Profitable Sublimating
Last month's article dealt with losing money because of "dollar dumping." In a nutshell, this occurs when an unfavorable pricing strategy is developed only because of a perceived technical or production ability.
This month, the sneaky twin cousin, "dollar swapping," will be discussed. The word "sneaky" is deliberately used because a retailer can be losing net profit and not realize it.
Dollar Swapping
Dollar swapping is a normal facet of the retail awards and gift trade. A customer comes into your shop to make a purchase. Last year they bought item "A" and to be different this year, they buy item "B". Like most customers, they really don't want to spend any more money this year than last, so the "B" they pick has a sticker price similar to last year's "A" item.
So far, so good. If you raised your prices enough to at least cover inflation, you probably did no worse than at least make the same profit margin as you did last year. That didn't put you ahead of the game but at least you didn't fall behind.
The above statement is only true, however, if your customer bought the same (or higher) profit class of item as last year. Remember we are not talking about them spending twice as much (that would be wonderful). We are examining what happens if they spend close to the same amount, both years.
Here is what we mean by profit class. Almost every merchandise retailer (especially award companies) uses some type of formula to calculate prices. While the formula is usually consistent for a type of product (trophies, for example) it also usually changes for a different class of product (plaques, for example).
Depending upon pricing strategies, the different methods used to calculate classes of retail prices can cause drastic differences in net profit. This is normal and most retailers keep a balance of this fact in their mind as they suggest options to their customer.
Where this balance most often goes awry, however, is when the established retailer offers several totally new classes of products. This happens quite often with the introduction of sublimation (usually full color) into a shop.
Now, in addition to printing full color on white plaque plates, the company can do full color imprints on mouse pads, cups, dry erase boards, license plates, ball caps, T-shirts, key chains and many other items.
This can be very profitable: if you stay totally on top of your class margins and watch your selling methods, to make sure you are not unfavorably swapping dollars.
Class based profit margins can be demonstrated, by using your own products as an example. Pick out a sublimated plaque, trophy and a gift class product (T-shirt, coffee cup, etc.), that you sell, that has the same sticker price. Calculate the actual profit you make from each. They will be different, and sometimes drastically different.
If your customer really wants a lower profit margin class of item, that's no problem. The reason you have a wide selection is to fulfill different needs and desires. Just don't be the one to suggest lower margin items, without suggesting higher margin items, first.

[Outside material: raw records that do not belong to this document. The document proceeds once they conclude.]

PR #1802, opened 2020-02-20
Display data UI migration

Rosa-Fox:
UI to display information resulting from a Whitehall migration.

- On the `whitehall_migration#documents` page, for unsuccessfully imported documents, the link to view an individual document import currently displays the `id` of the `document_import`. We want it to display the `content_id` but at the moment the import script is not importing `content_ids`. This will be addressed in a following PR.

- To anyone reviewing... Please review the code as per usual and also let us know of any additional information that you think would be useful to display.

Show page:
whitehall-migration-show

Document imports page for successfully imported documents:
document-imports-completed

Document imports page for unsuccessfully imported documents:
document-imports-import-failed

Document page:
document-import

### DIFF
--- a/app/controllers/whitehall_migration_controller.rb
+++ b/app/controllers/whitehall_migration_controller.rb
@@ -9,7 +9,7 @@ class WhitehallMigrationController < ApplicationController
     @whitehall_migration = WhitehallMigration.find(params[:migration_id])
     scope = @whitehall_migration.document_imports
     scope = scope.where(state: params[:state]) if params[:state]
-    @document_imports = scope.order(:id).page(params.fetch(:page, 1)).per(25)
+    @document_imports = scope.order(:id).page(params.fetch(:page, 1)).per(50)
   end
 
   def document_import
--- a/app/controllers/whitehall_migration_controller.rb
+++ b/app/controllers/whitehall_migration_controller.rb
@@ -7,8 +7,9 @@ class WhitehallMigrationController < ApplicationController
 
   def document_imports
     @whitehall_migration = WhitehallMigration.find(params[:migration_id])
+    @state = params[:state] if WhitehallMigration::DocumentImport.states.keys.include?(params[:state])
     scope = @whitehall_migration.document_imports
-    scope = scope.where(state: params[:state]) if params[:state]
+    scope = scope.where(state: @state) if @state
     @document_imports = scope.order(:id).page(params.fetch(:page, 1)).per(50)
   end
 
--- a/app/controllers/whitehall_migration_controller.rb
+++ b/app/controllers/whitehall_migration_controller.rb
@@ -5,14 +5,14 @@ class WhitehallMigrationController < ApplicationController
     @whitehall_migration = WhitehallMigration.find(params[:migration_id])
   end
 
-  def documents
+  def document_imports
     @whitehall_migration = WhitehallMigration.find(params[:migration_id])
     scope = @whitehall_migration.document_imports
     scope = scope.where(state: params[:state]) if params[:state]
     @document_imports = scope.order(:id).page(params.fetch(:page, 1)).per(25)
   end
 
-  def document
+  def document_import
     @document_import = WhitehallMigration::DocumentImport.find_by!(
       id: params[:document_import_id],
       whitehall_migration_id: params[:migration_id],
--- a/app/controllers/whitehall_migration_controller.rb
+++ b/app/controllers/whitehall_migration_controller.rb
@@ -13,7 +13,7 @@ class WhitehallMigrationController < ApplicationController
   end
 
   def document
-    @document = WhitehallMigration::DocumentImport.find_by!(
+    @document_import = WhitehallMigration::DocumentImport.find_by!(
       id: params[:document_import_id],
       whitehall_migration_id: params[:migration_id],
     )
--- a/app/controllers/whitehall_migration_controller.rb
+++ b/app/controllers/whitehall_migration_controller.rb
@@ -9,7 +9,7 @@ class WhitehallMigrationController < ApplicationController
     @whitehall_migration = WhitehallMigration.find(params[:migration_id])
     scope = @whitehall_migration.document_imports
     scope = scope.where(state: params[:state]) if params[:state]
-    @documents = scope.order(:id).page(params.fetch(:page, 1)).per(25)
+    @document_imports = scope.order(:id).page(params.fetch(:page, 1)).per(25)
   end
 
   def document
--- a/app/controllers/whitehall_migration_controller.rb
+++ b/app/controllers/whitehall_migration_controller.rb
@@ -6,8 +6,10 @@ class WhitehallMigrationController < ApplicationController
   end
 
   def documents
-    whitehall_migration = WhitehallMigration.find(params[:migration_id])
-    @documents = whitehall_migration.document_imports
+    @whitehall_migration = WhitehallMigration.find(params[:migration_id])
+    scope = @whitehall_migration.document_imports
+    scope = scope.where(state: params[:state]) if params[:state]
+    @documents = scope.order(:id).page(params.fetch(:page, 1)).per(25)
   end
 
   def document
--- a/app/views/whitehall_migration/_document_imports_list.html.erb
+++ b/app/views/whitehall_migration/_document_imports_list.html.erb
@@ -1,0 +1,40 @@
+<% items = document_imports.map do |document_import|
+  view_links = []
+
+  if document_import.content_id
+    url = "#{Plek.find('whitehall-admin')}/government/admin/by-content-id/#{document_import.content_id}"
+    view_links << link_to("Whitehall", url, target: "_blank")
+  end
+
+  if document_import.document
+    view_links << link_to("Content Publisher",
+                          document_path(document_import.document),
+                          target: "_blank")
+  end
+
+  if document_import.completed?
+    view_links << link_to("Draft GOV.UK",
+                          edition_preview_url(document_import.document.current_edition),
+                          target: "_blank")
+  end
+
+  if document_import.completed? && document_import.document.live_edition
+    view_links << link_to("Live GOV.UK",
+                          edition_public_url(document_import.document.live_edition),
+                          target: "_blank")
+  end
+
+  {
+    link: {
+      text: document_import.current_title ? document_import.current_title : document_import.id.to_s,
+      path: whitehall_migration_document_path(document_import.whitehall_migration_id, document_import),
+    },
+    metadata: {
+      state: document_import.state.to_s.titleize,
+      error_message: document_import.error_log ? "Error log: #{document_import.error_log}" : ""
+    },
+    subtext: view_links.any? ? "View: #{view_links.join(" ")}".html_safe : nil,
+  }
+  end
+%>
+<%= render "govuk_publishing_components/components/document_list", items: items %>
--- a/app/views/whitehall_migration/_document_imports_list.html.erb
+++ b/app/views/whitehall_migration/_document_imports_list.html.erb
@@ -35,6 +35,5 @@
     },
     subtext: view_links.any? ? "View: #{view_links.join(" ")}".html_safe : nil,
   }
-  end
-%>
+end %>
 <%= render "govuk_publishing_components/components/document_list", items: items %>
--- a/app/views/whitehall_migration/_document_imports_list.html.erb
+++ b/app/views/whitehall_migration/_document_imports_list.html.erb
@@ -27,7 +27,7 @@
   {
     link: {
       text: document_import.current_title ? document_import.current_title : document_import.id.to_s,
-      path: whitehall_migration_document_path(document_import.whitehall_migration_id, document_import),
+      path: whitehall_migration_document_import_path(document_import.whitehall_migration_id, document_import),
     },
     metadata: {
       state: document_import.state.to_s.titleize,
--- a/app/views/whitehall_migration/document.html.erb
+++ b/app/views/whitehall_migration/document.html.erb
@@ -1,2 +1,27 @@
-<h1>Document</h1>
-<%= @document.id %>
+<% content_for :back_link, render_back_link(href: whitehall_migration_documents_path(migration_id: @document_import.whitehall_migration, state: @document_import.state)) %>
+<% content_for :title, "Document Import: #{@document_import.id}" %>
+<%= render "govuk_publishing_components/components/summary_list", {
+  items: [
+    {
+      field: "ID",
+      value: @document_import.id
+    },
+    {
+      field: "Created at",
+      value: format_time_on_date(@document_import.created_at)
+    },
+    {
+      field: "Updated at",
+      value: format_time_on_date(@document_import.updated_at)
+    },
+    {
+      field: "State",
+      value: @document_import.state.titleize
+    },
+    {
+      field: "Error log",
+      value: @document_import.error_log
+    }
+  ],
+  borderless: true
+} %>
--- a/app/views/whitehall_migration/document_imports.html.erb
+++ b/app/views/whitehall_migration/document_imports.html.erb
@@ -16,13 +16,13 @@
 <%
   pages = {}
   pages[:previous_page] = {
-    url: whitehall_migration_documents_path(migration_id: @whitehall_migration, page: @document_imports.prev_page, state: params['state']),
+    url: whitehall_migration_document_imports_path(migration_id: @whitehall_migration, page: @document_imports.prev_page, state: params['state']),
     title: "Previous page",
     label: "#{@document_imports.prev_page} of #{@document_imports.total_pages}"
   } if @document_imports.prev_page
 
   pages[:next_page] = {
-    url: whitehall_migration_documents_path(migration_id: @whitehall_migration, page: @document_imports.next_page, state: params['state']),
+    url: whitehall_migration_document_imports_path(migration_id: @whitehall_migration, page: @document_imports.next_page, state: params['state']),
     title: "Next page",
     label: "#{@document_imports.next_page} of #{@document_imports.total_pages}"
   } if @document_imports.next_page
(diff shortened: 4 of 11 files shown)


kevindew:
> * @kevindew would it be better to put construct the ‘items’ data to be passed into the components within the views, controllers or somewhere else? At the moment govuk_publishing_components/components/document_list are in the controllers and govuk_publishing_components/components/summary_list in the views.

In app convention for Content Publisher has tended to be that we have a lot of the logic in the view. Your idea of a partial sounds good though if it gets hairy.

> * @kevindew  How in depth should the feature specs be? There are some initial specs but I wasn’t sure how much of the specific data to test for, given that feature specs are slowish and its an internal tool

I'd probably not bother with them myself. As we already have request tests we should already have the code being executed so we'll have coverage and be covered for syntax errors. As it's an internal tool we're probably not too concerned about semantic errors.

kevindew:
From a quick play around [misusing the component system](https://github.com/alphagov/content-publisher/tree/show-import) I've put this together for each document import type:

Screenshot 2020-02-24 at 12 37 53

Code for this is at: https://github.com/alphagov/content-publisher/blob/6a99619359fd2ed2d7219a155d12dfaa13152d90/app/views/components/_demo_document_import.html.erb

app/controllers/whitehall_migration_controller.rb
```diff
@@ -6,8 +6,14 @@ def show
...
 
   def documents
-    whitehall_migration = WhitehallMigration.find(params[:migration_id])
-    @documents = whitehall_migration.document_imports
+    state_param = params[:state]
+    @whitehall_migration = WhitehallMigration.find(params[:migration_id])
+    if state_param
+      filter = @whitehall_migration.document_imports.where(state: state_param)
+      @documents = filter.order(:id).page(params[:page]).per(25)
+    else
```
GDSNewt: Do we even show documents without a state anymore? From what I can see the UI only allows users to see a random selection and by 'state' 🤔

app/views/whitehall_migration/document.html.erb
```diff
@@ -1,2 +1,27 @@
...
+      value: @document.whitehall_migration.finished_at.nil? ? "unfinished" : format_time_on_date(@document.whitehall_migration.finished_at)
+    },
+    {
+      field: "Status",
+      value: @document.state
+    },
+    {
+      field: "Error log",
+      value: @document.error_log
+    }
```
kevindew: We'll likely want to also include integrity check problems here.

May even want to dump things like payload, integrity check problems payload and the list of asset imports. Though they can come later.

app/views/whitehall_migration/documents.html.erb
```diff
@@ -1,6 +1,38 @@
...
-<% @documents.each do |document| %>
-  <li>ID: <%= document.id %></li>
-  <li>Status: <%= document.state %></li>
-<% end %>
+<% states = ["imported", "sync_failed", "completed"] %>
+
+<% items = @documents.map do |document_import|
+    {
+      link: {
+        text: states.include?(document_import.state) ? document_import.document.current_edition.title : document_import.id.to_s,
```
kevindew: You may want to put a method of current_title on document_import that does the whole document.current_edition.title lookup and returns nil if there is no document. You could then use the presence of document_import.current_title to decide what to show rather than needing to do this state check.

app/views/whitehall_migration/documents.html.erb
```diff
@@ -1,6 +1,38 @@
...
+        path: whitehall_migration_document_path(document_import.whitehall_migration_id, document_import),
+      },
+      metadata: {
+        status: document_import.state.to_s,
+        error_message: document_import.error_log ? "Error log: #{document_import.error_log}" : ""
+      },
+      subtext: states.include?(document_import.state) ? "View: <a href=\"#{Plek.find('whitehall-admin')}/government/admin/by-content-id/#{document_import.content_id}\">Whitehall</a> View: <a href=\"#{Plek.find('content-publisher')}/documents/#{document_import.content_id}:en\">Content Publisher</a>".html_safe : "View: <a href=\"#{Plek.find('whitehall-admin')}/government/admin/by-content-id/#{document_import.content_id}\">Whitehall</a>".html_safe,
```
kevindew: I'd suggest setting up these links before hand and then injecting them.

For example:

```
<%
  items = @documents.map do |document_import|
    view_links = []
    if document_import.content_id
      url = "#{Plek.find('whitehall-admin')}/government/admin/by-content-id/#{document_import.content_id}"
      view_links << link_to("Whitehall", url, target: "_blank")
    end
    
    if document_import.document
      view_links << link_to("Content Publisher",
                            document_path(document_import.document), 
                            target: "_blank")
    end
    
    if document_import.completed?
      view_links << link_to("Draft GOV.UK",
                            edition_preview_url(document_import.document.current_edition)
                            target: "_blank")
    end

    if document_import.completed? && document_import.document.live_edition
      view_links << link_to("Live GOV.UK",
                            edition_public_url(document_import.document.live_edition)
                            target: "_blank")
    end
    
    # ...
    
      subtext: view_links.any? ? "View: #{view_links.map(&:html_safe).join(" ")}" : nil,
    }
  end
%>
```

I also snuck in the concept of draft and live gov.uk links above as I realised not everything will be on live GOV.UK

app/views/whitehall_migration/documents.html.erb
```diff
@@ -1,6 +1,38 @@
...
+    }
+  end
+%>
+
+<%= render "govuk_publishing_components/components/document_list", items: items %>
```
kevindew: Do we want a fallback for when there are no items?

app/views/whitehall_migration/documents.html.erb
```diff
@@ -1,6 +1,38 @@
-<h1>Documents</h1>
+<% content_for :back_link, render_back_link(href: whitehall_migration_path(@whitehall_migration)) %>
+<% content_for :title, "Document Imports" %>
```
kevindew: The title should probably reflect the filter in usage

app/views/whitehall_migration/show.html.erb
```diff
@@ -1,14 +1,49 @@
...
+<%= render "govuk_publishing_components/components/document_list", items: items %>
+
+<% random_items = @whitehall_migration.document_imports.completed.order(Arel.sql("RANDOM()")).first(10).map do |document|
+    {
+      link: {
+        text: document.document.current_edition.title
+      },
+      subtext: "View: <a href=\"#{Plek.find('whitehall-admin')}/government/admin/by-content-id/#{document.content_id}\">Whitehall</a> View: <a href=\"#{Plek.find('content-publisher')}/documents/#{document.content_id}:en\">Content Publisher</a>".html_safe
+    }
+  end
```
kevindew: I feel like we should have a partial that we can pass an array of document_imports into renders the document_list component. This would avoid the need for repetition here and on the documents view

app/views/whitehall_migration/show.html.erb
```diff
@@ -1,14 +1,49 @@
...
+%>
+
+<%= render "govuk_publishing_components/components/document_list", items: items %>
+
+<% random_items = @whitehall_migration.document_imports.completed.order(Arel.sql("RANDOM()")).first(10).map do |document|
+    {
+      link: {
+        text: document.document.current_edition.title
```
kevindew: It'd be a little bit nicer to read if the items we iterated were called document_import.

app/views/whitehall_migration/show.html.erb
```diff
@@ -1,14 +1,49 @@
...
+        text: "#{state.titleize}: #{@whitehall_migration.document_imports.where(state: state).count}",
+        path: whitehall_migration_documents_path(migration_id: @whitehall_migration, state: state),
+      },
+    }
+  end
+%>
+
+<%= render "govuk_publishing_components/components/document_list", items: items %>
+
+<% random_items = @whitehall_migration.document_imports.completed.order(Arel.sql("RANDOM()")).first(10).map do |document|
```
kevindew: I think this should be inside the conditional about whether there are any completed documents

lib/tasks/import.rake
```diff
@@ -16,13 +15,12 @@ namespace :import do
     documents_to_import = WhitehallMigration::DocumentImport.where(whitehall_migration: whitehall_migration).count
     puts "Identified #{documents_to_import} documents to import"
 
-    puts whitehall_migration_url(whitehall_migration, host: Plek.new.external_url_for("content-publisher"))
+    puts whitehall_migration_url(whitehall_migration, host: Plek.new.external_url_for("content-publisher")).to_s
```
kevindew: I'm not sure this needs to_s whitehall_migration_url already returns a string. I couldn't see anything in the commit message regarding why this was needed.

spec/requests/whitehall_migration_spec.rb
```diff
@@ -36,7 +36,8 @@
   describe "GET /whitehall-migration/:migration_id/documents" do
     it "returns success" do
       login_as(debug_permission_user)
-      get whitehall_migration_documents_path(whitehall_migration)
+      create(:whitehall_migration_document_import, whitehall_migration_id: whitehall_migration.id)
```
kevindew: I'm not sure you need this, what happens without it?

spec/requests/whitehall_migration_spec.rb
```diff
@@ -45,7 +46,8 @@
   describe "GET /whitehall-migration/:migration_id/documents/:document_import_id" do
     it "returns success" do
       login_as(debug_permission_user)
-      get whitehall_migration_document_path(whitehall_migration, document_import)
+      document_import = create(:whitehall_migration_document_import, whitehall_migration_id: whitehall_migration.id)
```
kevindew: We shouldn't need to do this as we already have a document_import variable defined in a let at the top of this spec.

lib/tasks/import.rake
GDSNewt: If memory serves correctly I think this was an automatic change by the linter, I believe it works without to_s

app/controllers/whitehall_migration_controller.rb
Rosa-Fox: Hi, they can be viewed without a state ( aka http://content-publisher.dev.gov.uk/whitehall-migration/3/documents) but we don't have a link to view all without state. I don't think we ever explicitly had a link to do so, it was just that we hadn't added the filtering yet

app/views/whitehall_migration/document.html.erb
```diff
@@ -1,2 +1,27 @@
-<h1>Document</h1>
-<%= @document.id %>
+<% content_for :back_link, render_back_link(href: whitehall_migration_documents_path(@document.whitehall_migration)) %>
+<% content_for :title, "Document Import: #{@document.id}" %>
```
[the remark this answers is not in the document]
Rosa-Fox: Thanks, have done. Will later rename the routes/controllers to be `document_imports` to avoid confusion between the two.

app/views/whitehall_migration/documents.html.erb
Rosa-Fox: changes to `items ||= []`

app/views/whitehall_migration/show.html.erb
Rosa-Fox: I am not sure if I understand... the `document_list` needs to take `items`. The `items` are constructed from some form of `document_imports` but they all vary a lot in how the values within `items` are generated... so I don't think one partial would fit all very easily. The `render "govuk_publishing_components/components/document_list"` already feels like we are using a partial anyway?

app/views/whitehall_migration/document.html.erb
Rosa-Fox: @kevindew that would be good. Sounds like one for a future PR?

app/views/whitehall_migration/document.html.erb
```diff
@@ -1,2 +1,27 @@
...
+      field: "ID",
+      value: @document_import.id
+    },
+    {
+      field: "Created at",
+      value: format_time_on_date(@document_import.created_at)
+    },
+    {
+      field: "Updated at",
+      value: @document_import.whitehall_migration.updated_at.nil? ? "unfinished" : format_time_on_date(@document_import.whitehall_migration.updated_at)
```
kevindew: I think we should the document imports updated_at rather than the migrations one, I don't think we need a conditional for unfinished here (the current condition here would never be nil once persisted to the db)

app/views/whitehall_migration/document.html.erb
```diff
@@ -1,2 +1,27 @@
...
+    },
+    {
+      field: "State",
+      value: @document_import.state
```
kevindew: Do we want to titleize on this state to be consistent with other parts of the UI?

app/views/whitehall_migration/documents.html.erb
```diff
@@ -1,6 +1,61 @@
-<h1>Documents</h1>
+<% content_for :back_link, render_back_link(href: whitehall_migration_path(@whitehall_migration)) %>
+<% params[:state] ? title = "Document Imports: #{params[:state].titleize}" : title = "Document Imports" %>
```
kevindew: It'd be more common to write this as <% title = params[:state] ? "Document Imports: #{params[:state].titleize}" : "Document Imports" %>

app/views/whitehall_migration/documents.html.erb
```diff
@@ -1,6 +1,61 @@
...
+                          target: "_blank")
+  end
+
+  {
+    link: {
+      text: document_import.current_title ? document_import.current_title : document_import.id.to_s,
+      path: whitehall_migration_document_path(document_import.whitehall_migration_id, document_import),
+    },
+    metadata: {
+      state: document_import.state.to_s,
```
kevindew: Do we need to titleize here too?

app/views/whitehall_migration/show.html.erb
```diff
@@ -1,14 +1,48 @@
...
+
+<%= render "govuk_publishing_components/components/summary_list", {
+  items: [
+    {
+      field: "Time started",
+      value: format_time_on_date(@whitehall_migration.created_at)
+    },
+    {
+      field: "Time finished",
+      value: @whitehall_migration.finished_at.nil? ? "unfinished" : @whitehall_migration.finished_at
```
kevindew: looks like we're missing the format_time_on_date here?

app/views/whitehall_migration/show.html.erb
```diff
@@ -1,14 +1,48 @@
...
+    },
+    {
+      field: "Number of documents",
```
kevindew: should this be "Number of document imports" given our change in terminology.

app/controllers/whitehall_migration_controller.rb
```diff
@@ -5,13 +5,15 @@ def show
...
   end
 
-  def documents
-    whitehall_migration = WhitehallMigration.find(params[:migration_id])
-    @documents = whitehall_migration.document_imports
+  def document_imports
+    @whitehall_migration = WhitehallMigration.find(params[:migration_id])
+    scope = @whitehall_migration.document_imports
+    scope = scope.where(state: params[:state]) if params[:state]
+    @document_imports = scope.order(:id).page(params.fetch(:page, 1)).per(25)
```
kevindew: Minor - assume it got missed somewhere but we planned to up this to 50.

app/views/whitehall_migration/_document_imports_list.html.erb
```diff
@@ -0,0 +1,40 @@
...
+      text: document_import.current_title ? document_import.current_title : document_import.id.to_s,
+      path: whitehall_migration_document_import_path(document_import.whitehall_migration_id, document_import),
+    },
+    metadata: {
+      state: document_import.state.to_s.titleize,
+      error_message: document_import.error_log ? "Error log: #{document_import.error_log}" : ""
+    },
+    subtext: view_links.any? ? "View: #{view_links.join(" ")}".html_safe : nil,
+  }
+  end
```
kevindew: Indentation seems to have slipped a little in this block.

app/views/whitehall_migration/document_imports.html.erb
```diff
@@ -0,0 +1,31 @@
+<% content_for :back_link, render_back_link(href: whitehall_migration_path(@whitehall_migration)) %>
+<% title = params[:state] ? "Document Imports: #{params[:state].titleize}" : "Document Imports" %>
+<% content_for :title, title %>
+
+<% if @document_imports.any? %>
+<%= render "document_imports_list", document_imports: @document_imports %>
+<% else %>
+  <p class="govuk-body">
+    There are no document imports
+    <% if params[:state] %>
```
kevindew: Would probably be prudent to check this is an expected state given this is user input.

```suggestion
    <% if WhitehallMigration::DocumentImport.states.keys.include(params[:state]) %>
```

app/views/whitehall_migration/show.html.erb
```diff
@@ -1,14 +1,40 @@
...
-</ul>
-
-<h3>Document Import Status</h3>
-
-<ul>
-    <% @whitehall_migration.document_imports.states.each_value do |state| %>
-        <li><%= "#{state}:" %> <%= @whitehall_migration.document_imports.where(state: "#{state}").count%></li>
-    <% end %>
-</ul>
+
```
kevindew: Probably want to kill this empty line

app/views/whitehall_migration/document_imports.html.erb
Rosa-Fox: This gives the same result regardless of the lookup, so not sure if it is worth the query?

app/views/whitehall_migration/document_imports.html.erb
```diff
@@ -0,0 +1,31 @@
...
+<%
+  pages = {}
+  pages[:previous_page] = {
+    url: whitehall_migration_document_imports_path(migration_id: @whitehall_migration, page: @document_imports.prev_page, state: params['state']),
+    title: "Previous page",
+    label: "#{@document_imports.prev_page} of #{@document_imports.total_pages}"
+  } if @document_imports.prev_page
+
+  pages[:next_page] = {
+    url: whitehall_migration_document_imports_path(migration_id: @whitehall_migration, page: @document_imports.next_page, state: params['state']),
```
kevindew: You'll want to switch params[:state] to @state here and on line 19

Rosa-Fox: Thanks, have amended!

Why might you do that? Simple, human nature. We all have a tendency to be excited and talk enthusiastically about the new things we can do. Put a new product in the showroom, have a customer point to it and, it's off to the races, on our commentary.
The upside to this is that enthusiasm sells. The downside is that doesn't always work in our favor. The following story is from an awards dealer we recently talked to.
A dealer, new to full color sublimation, proudly told us that he had sold about 80 full color sublimated coffee cups, as trophies for winners in a 10k charity run. This was instead of the single color sublimated plaques he had sold them the year before.
This made us curious so we asked if the cups were getting to be a popular replacement for plaques. His response was "Well, actually they were going to get the plaques until I pointed the cups out and showed them how beautiful they were. They loved them."
We were sure they did. His enthusiasm was obviously very contagious. Thinking about profit, we asked if they spent more on the cups than on the previous year's plaques. His reply was "No, they spent about the same."
This is a classic example of unprofitable "dollar swapping." I can't think of any area of the country where a dealer could make more profit by selling cup, rather than a plaque.
Does that mean you should not sell full color sublimated gift items? Certainly not! Just make sure how you do it, also more profitably benefits you.
What if the dealer had sold his customers the plaques they originally wanted (before his enthusiasm changed their minds), wrote up the order, got approval and then introduced his cups, for an additional sales opportunity.
What if he had suggested them as a memento for his customer's staff, or as a special "thank you," to important volunteers or even as a fund raiser, the day of the event?
Granted, he might not have made the sale. However, he certainly wouldn't have made less profit than last year. He most certainly would have given himself a chance to make more, this year.
In Conclusion
It can be very profitable to add a new class of items to your product mix with your sublimation abilities. It won't be as profitable, however, if you just swap dollars.
To maximize opportunity, think in terms of how sublimation could help made additional sales. Consider how it could help bring in new customers. Uniqueness does help sell, but make it "more" or "in addition to," rather than "in place of."
Profitably growing benefits you and your customer. If nothing else, you will still be there next year and they will appreciate that.